Inspiration

We asked an AI agent about a Redis cache latency issue we'd never seen before. It gave a confident answer anyway. No hesitation, no caveats. It just made something up.

Then we asked about DB connection pool sizing during an outage. It said 50. We'd changed it to 100 the week before, after a postmortem that proved 50 was too low. Wrong again, but this time it had outdated evidence instead of none at all.

Two different failure modes, same root cause: the LLM has zero access to our team's operational experience. Years of postmortems, runbook updates, config changes. None of it reaches the model. It doesn't know what it doesn't know, because it's never seen what we've been through.

What it does

Hippocampus adds a Trust Gate to AI agents built on Elasticsearch Agent Builder. Before any answer goes out, it runs four checks (Recall, Grade, Contradict, Blindspot) against organizational experience stored in Elasticsearch.

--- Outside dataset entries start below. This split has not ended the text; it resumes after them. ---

PR #142, opened 2018-11-20
Updates link to registers collection

injms:
### Context
The navigation link to the registers has been changed to read 'Registers collection' on the frontend; this change does the same for the documentation navigation. (See this [card](https://trello.com/c/GDGJm4ql/3067-update-header-and-footer))

 * Link text changed from 'Get data' to 'Registers collection'

### Guidance to review
None.


injms:
Thanks for approving so quickly @bahmady!

PR #146, opened 2018-12-11
Document new /blobs endpoint

MatMoore:
### Context
`/blobs` is implemented now (I'll deploy it tomorrow)

I've added a note about the new endpoint and how to use it.

I've also restructured this page to work better with the navigation sidebar.

The intention is that when we release this new API version, we will rename this thing from "Upgrading from v1 to next" to "Upgrading from v1 to v2", and add sections as needed when creating new versions.

At some point we will also need to create a page for `GET /blobs` but in order to do this we need a way of structuring content by version number. How we do this depends on whether we accept
https://github.com/openregister/registers-rfcs/pull/43 and just autogenerate the reference documentation. For now I'm just focusing on the "what's changed" aspect.

### DIFF
--- a/source/api_reference/version-history/index.html.md.erb
+++ b/source/api_reference/version-history/index.html.md.erb
@@ -46,9 +46,13 @@ These changes mean that:
 - `/records` now returns an array of record objects, instead of an object indexed by entry key
 - `/records/{field-name}/{field-value}` has moved to `name` and `value` query parameters on `/records`, for example `/records/local-authority-type/CTY` has moved to `/records?name=local-authority-type&value=CTY`
 
-### Added `/blobs`
-You can now use the `/blobs` endpoint to retrieve multiple blobs in a single request. This is faster than fetching blobs one by one when using the `/entries` endpoint.
+### New `/blobs` endpoint
+You can use the `/blobs` endpoint to retrieve multiple blobs in a single request. This is faster than fetching blobs one by one.
 
 `/blobs` is paginated, and by default it returns the first 100 blobs in the register. To fetch more data, query the URL provided in the `Link` header that has `rel=next`.
 
 Blobs are returned in the order they were added to the register. This guarantees that complete pages will always contain the same blobs.
+
+### Hash values are formatted using multihash
+
+We now use the [multihash](https://multiformats.io/multihash/) format to format hash values. This means that blob hashes are now prefixed with the string `1220` instead of `sha-256:`.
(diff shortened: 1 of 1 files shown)


source/api_reference/version-history/index.html.md.erb
```diff
@@ -39,5 +41,13 @@ These changes mean that:
...
\ No newline at end of file
+- `/records/{key}` now returns a flat record object with the entry key using the reserved field `_id`,  instead of an object indexed by the entry key. In addition the `entry-number` and `entry-timestamp` have been removed from the object. If you require these you can get them using the `/records/{key}/entries` endpoint.
+- `/records` now returns an array of record objects, instead of an object indexed by entry key
+
+### Added `/blobs`
+You can now use the `/blobs` endpoint to retrieve multiple blobs in a single request. This is faster than fetching blobs one by one when using the `/entries` endpoint.
+
+`/blobs` is paginated, and by default it returns the first 100 blobs in the register. To fetch more data, query the URL provided in the `Link` header that has `rel=next`.
+
+If you need to incrementally update a copy of the register, you can store the last URL you queried, and query it again to check for updates. You do not need to fetch earlier pages
```
arnau: Is this last paragraph trying to cover the fact that blobs are ordered and so pages never change? If this is the case I would rather say that instead of providing a solution.

MatMoore: Yes - I will try and reword this. I do want to explain a bit why the endpoint is useful though

source/api_reference/version-history/index.html.md.erb
```diff
@@ -39,6 +41,18 @@ These changes mean that:
...
+
+- `/records/{key}` now returns a flat record object with the entry key using the reserved field `_id`,  instead of an object indexed by the entry key. In addition the `entry-number` and `entry-timestamp` have been removed from the object. If you require these you can get them using the `/records/{key}/entries` endpoint.
 - `/records` now returns an array of record objects, instead of an object indexed by entry key
-- `/records/{field-name}/{field-value}` has moved to `name` and `value` query parameters on `/records`, for example `/records/local-authority-type/CTY` has moved to `/records?name=local-authority-type&value=CTY`
\ No newline at end of file
+- `/records/{field-name}/{field-value}` has moved to `name` and `value` query parameters on `/records`, for example `/records/local-authority-type/CTY` has moved to `/records?name=local-authority-type&value=CTY`
+
+### New `/blobs` endpoint
+You can now use the `/blobs` endpoint to retrieve multiple blobs in a single request. This is faster than fetching blobs one by one when using the `/entries` endpoint.
```
gidsg: I would get rid of the word *now* here.

gidsg: Did you mean when using the `/item` endpoint?

PR #148, opened 2018-12-21
Add changenotes for the context endpoint

MatMoore:
### Context
We replaced `/register` with `/context` in V2.

Explain what's changed

### DIFF
--- a/source/api_reference/version-history/index.html.md.erb
+++ b/source/api_reference/version-history/index.html.md.erb
@@ -37,9 +37,9 @@ The registers data model has changed since v1 of the API:
 These changes mean that:
 
 - you now access the resource at `/blobs/{blob-hash}` instead of `/items/{item-hash}`
-- the field `item-hash` has been replaced by `blob-hash`
+- the `item-hash` attribute has been replaced by `blob-hash`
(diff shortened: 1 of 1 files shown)


source/api_reference/version-history/index.html.md.erb
```diff
@@ -53,6 +53,17 @@ You can use the `/blobs` endpoint to retrieve multiple blobs in a single request
 
 Blobs are returned in the order they were added to the register. This guarantees that complete pages will always contain the same blobs.
 
+### New `/context` endpoint
+The context endpoint replaces `/register` ([RFC 18](https://github.com/openregister/registers-rfcs/blob/master/content/context-resource/index.md)).
+
+This endpoint exposes extra metadata about the schema of a register. Each register field is now an object containing `id`, `datatype` and `cardinality` attributes.
```
bahmady: I'm just slightly confused about "field" in the context of this sentence:

> Each register field is now an object containing `id`, `datatype` and `cardinality` attributes.

Since it seems like this PR is pushing for use of the term "attribute". I'm probably missing something so don't want to hold up merging.

Issue #605, opened 2016-07-09
Python module unregisters probes only at-exit, not when the BPF object is destroyed


goldshtn:
There's a somewhat un-intuitive behavior in the Python bcc module. Namely, probes are added to a `BPF` object instance -- either automatically through `__init__` or manually via methods such as `attach_kprobe` etc. However, probes are automatically deleted only at program exit -- in the `cleanup_probes` global function, which is registered with `@atexit.register` to run on shutdown.

This makes for brittle code, and in fact we have 3 tests in test_histogram.py, which rely on this behavior unintentionally. The first test attaches a probe, doesn't detach it, and the subsequent tests work because the probe is still attached -- even though the wrong probe function is being invoked. (Discovered as I broke the build in #602.)

I propose that in addition to the `@atexit.register` cleanup function, we also add an explicit `close` method to the `BPF` object that will unregister probes that were added through that `BPF` object. We should encourage probe cleanup at the `BPF` object level.

/cc @drzaeus77

4ast:
makes sense to me

markdrayton:
> I propose that in addition to the @atexit.register cleanup function, we also add an explicit close method to the BPF object that will unregister probes that were added through that BPF object.

Do we need anything fancier than calling `cleanup_kprobes` from the `BPF.close` method of a `BPF` object here? As far as I can see this'll only unregister probes that were registered by that object.

goldshtn:
I might be missing something trivial, but why would it only unregister probes that were registered by that object?

goldshtn:
Oh and if we could call it "cleanup" or something while we're at it. It's not cleaning only kprobes for a while now.

markdrayton:
Oh, doh, you're right — I forgot that `open_kprobes` and friends are global to the module, not a `BPF` instance.

> Oh and if we could call it "cleanup" or something while we're at it. It's not cleaning only kprobes for a while now.

Yeah, I spotted that one too.

markdrayton:
I think my earlier comments were confusing. By

> As far as I can see this'll only unregister probes that were registered by that object.

I meant that calling the global `cleanup_kprobes` from a `cleanup` method on `BPF` would only remove probes that were added by the instantiated `BPF` object. In other words, no probes/tracepoints that existed before the `BPF` module was instantiated would be touched. It'd just do what the current cleanup does but on demand.

[...]

PR #614, opened 2016-07-13
Fix probe detaching and auto-kprobes

markdrayton:
619fc14 (part of #602) added support for auto-tracepoint probes along the lines
of auto-kprobes. Unfortunately, this seems to have broken automatic kprobes
except when the automatic probe is first to be added (i.e., when `open_kprobes`
is empty). This diff fixes that and adds a test, though the test currently
breaks other tests because of the probe unregistering issues described in #605
(see https://gist.github.com/markdrayton/5be240a9043982a3d10f2a59d8ed7275).

A real-life test is `killsnoop` and `execsnoop`: both add more than one
auto-kprobe and stopped working after #602. They work now.

It's quite possible that I don't understand the intent of the change that broke this — @goldshtn, feel free to jump in and correct me if this isn't the right approach.

### DIFF
--- a/src/python/bcc/__init__.py
+++ b/src/python/bcc/__init__.py
@@ -30,43 +30,19 @@ from .table import Table
 from .tracepoint import Perf, Tracepoint
 from .usyms import ProcessSymbols
 
-open_kprobes = {}
-open_uprobes = {}
-open_tracepoints = {}
-tracefile = None
-TRACEFS = "/sys/kernel/debug/tracing"
 _kprobe_limit = 1000
+_num_open_probes = 0
+
+# for tests
+def _get_num_open_probes():
+    global _num_open_probes
+    return _num_open_probes
+
+TRACEFS = "/sys/kernel/debug/tracing"
 
 DEBUG_LLVM_IR = 0x1
 DEBUG_BPF = 0x2
 DEBUG_PREPROCESSOR = 0x4
-
-@atexit.register
-def cleanup_kprobes():
-    for k, v in open_kprobes.items():
-        lib.perf_reader_free(v)
-        # non-string keys here include the perf_events reader
-        if isinstance(k, str):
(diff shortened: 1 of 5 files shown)


goldshtn:
Good catch. So, I think the whole check for no open kprobes is unnecessary, but I didn't want to break the histogram tests just yet. In the process, I botched the check -- instead of checking once that there are no kprobes outside of the loop, I put the test inside the loop, which means it only works for the first kprobe. 

I guess if you want to fix this for good, it would be best to address the probe unreg issues and fix the histogram tests. Or, for now, you could just move the check for no open kprobes out of the loop...

Sorry about the mess.

markdrayton:
> Sorry about the mess.

No problem :)

I'll have a go at fixing the detaching and tests.

markdrayton:
Okay, these two commits should clean up all the probe detaching. The USDT tests don't work locally for me (need to find the right Ruby packages) so I'll have to leave those for the buildbots. All other tests passed and I ran the bulk of the BCC tools to make sure they still work.

goldshtn:
Looks good. However, the probe quota logic is not global anymore, and I'm not sure that's desirable. Maybe keep the quota global?

markdrayton:
> However, the probe quota logic is not global anymore, and I'm not sure that's desirable. Maybe keep the quota global?

Yes, true. The latest patches address this by adding a module-level counter and helpers to do the work of keeping the global counter and object-local dicts up to date.

goldshtn:
@drzaeus77 @4ast I think this looks good. And it also seems that the build bots need to be retriggered?

4ast:
thanks for the extra test! LGTM

drzaeus77:
Will re-run them, one sec...

markdrayton:
Tests look good. @4ast, @drzaeus77, can this be merged?

4ast:
LGTM. thanks!

PR #618, opened 2016-07-18
Use errno symbols in offcputime.py

palmtenor:
The script uses hard-coded values to handle cases like stack trace size limit exceeded or requesting user stack on kernel thread.
Change it to use the errno symbols instead.

Tested by running: http://pastebin.com/44axT43A


4ast:
lgtm

brendangregg:
thanks!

In the demo, this plays out in three scenarios:

  • Ask something well-documented. The agent answers with source citations and a confidence grade (A). If old and new evidence conflict, it flags the contradiction explicitly: "pool size was 50 three months ago, changed to 100 last week."
  • Ask something the organization has never dealt with. Grade D. The agent declares EXECUTION HOLD. No confident recommendation, just a pointer to the right expert.
  • Record a new incident resolution. One engineer's fix becomes the whole team's knowledge. The experience gets stored, consolidated into semantic memory, and the domain's evidence density improves. Next time anyone on the team asks, the agent knows more.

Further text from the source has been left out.